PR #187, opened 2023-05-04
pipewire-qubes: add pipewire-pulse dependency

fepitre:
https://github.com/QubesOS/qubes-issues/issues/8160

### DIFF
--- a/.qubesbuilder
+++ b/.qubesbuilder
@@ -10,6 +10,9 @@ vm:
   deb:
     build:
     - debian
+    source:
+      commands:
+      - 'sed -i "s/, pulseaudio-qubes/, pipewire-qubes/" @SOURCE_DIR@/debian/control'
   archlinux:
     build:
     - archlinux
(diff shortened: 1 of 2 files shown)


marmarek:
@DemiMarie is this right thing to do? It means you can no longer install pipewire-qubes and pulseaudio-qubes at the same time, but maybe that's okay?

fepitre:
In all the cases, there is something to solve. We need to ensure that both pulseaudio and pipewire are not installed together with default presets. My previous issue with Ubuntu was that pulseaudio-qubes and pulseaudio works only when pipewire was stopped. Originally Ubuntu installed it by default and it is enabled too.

··········

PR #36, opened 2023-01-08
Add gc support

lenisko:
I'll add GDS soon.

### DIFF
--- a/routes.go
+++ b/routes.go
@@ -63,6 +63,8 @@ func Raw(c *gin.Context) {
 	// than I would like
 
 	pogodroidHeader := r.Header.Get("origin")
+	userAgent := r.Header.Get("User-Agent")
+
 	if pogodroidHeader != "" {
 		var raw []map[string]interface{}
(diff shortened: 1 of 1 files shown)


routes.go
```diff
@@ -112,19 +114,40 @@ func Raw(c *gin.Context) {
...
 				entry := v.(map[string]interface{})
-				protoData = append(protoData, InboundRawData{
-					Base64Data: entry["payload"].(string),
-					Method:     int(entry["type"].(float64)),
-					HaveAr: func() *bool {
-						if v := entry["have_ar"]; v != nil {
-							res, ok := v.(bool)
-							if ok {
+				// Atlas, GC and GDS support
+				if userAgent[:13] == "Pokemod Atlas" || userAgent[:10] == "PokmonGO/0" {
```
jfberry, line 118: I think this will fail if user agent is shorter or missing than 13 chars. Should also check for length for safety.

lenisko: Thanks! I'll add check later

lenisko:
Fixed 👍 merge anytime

··········

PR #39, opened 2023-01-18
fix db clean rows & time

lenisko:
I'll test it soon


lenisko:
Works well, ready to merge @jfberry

··········

_REQUIRED WORK_
Which lines above contain "this"? Show each of them.

_COMPLETED TASK_
@DemiMarie is this right thing to do? It means you can no longer install pipewire-qubes and pulseaudio-qubes at the same time, but maybe that's okay?
jfberry, line 118: I think this will fail if user agent is shorter or missing than 13 chars. Should also check for length for safety.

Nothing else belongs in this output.